#### Input material:
**********

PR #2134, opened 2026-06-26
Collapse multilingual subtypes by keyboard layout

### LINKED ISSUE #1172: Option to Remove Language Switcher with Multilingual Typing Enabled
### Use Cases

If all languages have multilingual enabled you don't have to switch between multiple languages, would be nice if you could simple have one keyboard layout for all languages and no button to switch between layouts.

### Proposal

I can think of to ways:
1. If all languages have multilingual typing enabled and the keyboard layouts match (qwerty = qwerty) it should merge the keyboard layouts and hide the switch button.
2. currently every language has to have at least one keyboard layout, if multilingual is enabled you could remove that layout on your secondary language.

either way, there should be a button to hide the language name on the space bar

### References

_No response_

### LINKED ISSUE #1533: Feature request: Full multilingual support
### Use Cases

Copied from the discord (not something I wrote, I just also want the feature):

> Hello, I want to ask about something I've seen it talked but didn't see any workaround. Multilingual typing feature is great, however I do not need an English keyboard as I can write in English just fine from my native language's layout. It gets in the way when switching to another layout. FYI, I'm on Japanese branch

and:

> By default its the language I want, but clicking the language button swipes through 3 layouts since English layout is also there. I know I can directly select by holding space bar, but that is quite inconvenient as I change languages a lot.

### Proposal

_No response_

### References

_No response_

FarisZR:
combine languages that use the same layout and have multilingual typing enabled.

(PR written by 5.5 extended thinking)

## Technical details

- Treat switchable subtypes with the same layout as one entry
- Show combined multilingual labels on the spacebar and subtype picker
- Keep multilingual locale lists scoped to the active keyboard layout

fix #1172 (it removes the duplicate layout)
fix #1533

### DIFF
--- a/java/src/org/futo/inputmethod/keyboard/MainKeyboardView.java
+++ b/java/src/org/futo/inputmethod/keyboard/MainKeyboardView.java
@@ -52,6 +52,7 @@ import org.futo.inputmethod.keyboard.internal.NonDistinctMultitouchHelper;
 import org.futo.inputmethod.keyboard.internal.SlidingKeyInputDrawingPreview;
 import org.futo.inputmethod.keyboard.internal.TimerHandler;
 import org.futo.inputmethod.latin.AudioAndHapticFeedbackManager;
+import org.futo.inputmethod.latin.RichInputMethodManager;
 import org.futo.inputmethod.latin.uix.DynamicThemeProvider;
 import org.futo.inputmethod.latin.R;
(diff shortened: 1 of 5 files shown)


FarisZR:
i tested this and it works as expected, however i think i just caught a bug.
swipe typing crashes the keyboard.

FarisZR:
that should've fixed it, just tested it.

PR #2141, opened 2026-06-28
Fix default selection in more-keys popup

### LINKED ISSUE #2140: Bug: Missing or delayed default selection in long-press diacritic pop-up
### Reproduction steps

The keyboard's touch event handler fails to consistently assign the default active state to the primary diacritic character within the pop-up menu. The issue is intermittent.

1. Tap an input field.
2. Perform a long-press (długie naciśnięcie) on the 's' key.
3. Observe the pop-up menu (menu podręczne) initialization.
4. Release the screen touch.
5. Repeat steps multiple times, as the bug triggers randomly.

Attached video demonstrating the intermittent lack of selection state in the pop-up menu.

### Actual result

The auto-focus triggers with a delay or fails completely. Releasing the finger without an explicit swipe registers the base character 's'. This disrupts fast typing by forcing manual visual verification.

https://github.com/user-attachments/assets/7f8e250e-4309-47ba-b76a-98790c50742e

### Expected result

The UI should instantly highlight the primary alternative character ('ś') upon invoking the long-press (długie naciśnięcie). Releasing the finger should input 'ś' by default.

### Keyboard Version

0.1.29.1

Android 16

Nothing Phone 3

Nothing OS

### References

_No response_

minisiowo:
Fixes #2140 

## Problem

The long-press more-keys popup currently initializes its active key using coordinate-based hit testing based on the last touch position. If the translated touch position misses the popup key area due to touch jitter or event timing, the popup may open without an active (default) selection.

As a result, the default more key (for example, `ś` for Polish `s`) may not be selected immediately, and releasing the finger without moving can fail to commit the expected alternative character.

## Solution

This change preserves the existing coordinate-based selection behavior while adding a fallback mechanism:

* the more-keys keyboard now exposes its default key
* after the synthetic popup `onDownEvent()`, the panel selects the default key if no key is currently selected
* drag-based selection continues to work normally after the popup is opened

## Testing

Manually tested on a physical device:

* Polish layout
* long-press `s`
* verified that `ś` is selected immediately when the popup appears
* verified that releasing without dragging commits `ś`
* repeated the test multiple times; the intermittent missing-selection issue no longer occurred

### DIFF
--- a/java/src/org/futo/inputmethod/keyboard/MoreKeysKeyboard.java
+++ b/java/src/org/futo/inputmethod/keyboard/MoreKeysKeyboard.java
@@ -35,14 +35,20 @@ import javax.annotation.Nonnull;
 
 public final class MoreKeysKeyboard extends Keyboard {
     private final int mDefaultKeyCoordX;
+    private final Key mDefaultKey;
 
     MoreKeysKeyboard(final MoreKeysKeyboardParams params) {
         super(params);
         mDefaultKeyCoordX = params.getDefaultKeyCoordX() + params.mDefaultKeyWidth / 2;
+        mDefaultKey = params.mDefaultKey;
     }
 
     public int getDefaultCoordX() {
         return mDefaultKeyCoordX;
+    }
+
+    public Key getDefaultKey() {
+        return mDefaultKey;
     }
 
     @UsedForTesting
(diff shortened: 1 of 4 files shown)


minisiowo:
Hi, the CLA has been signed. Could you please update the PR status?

**********

#### To do:
Find every line above that contains the word "final", and return each one.

#### Worked solution:
 public final class MoreKeysKeyboard extends Keyboard {
     private final int mDefaultKeyCoordX;
+    private final Key mDefaultKey;
     MoreKeysKeyboard(final MoreKeysKeyboardParams params) {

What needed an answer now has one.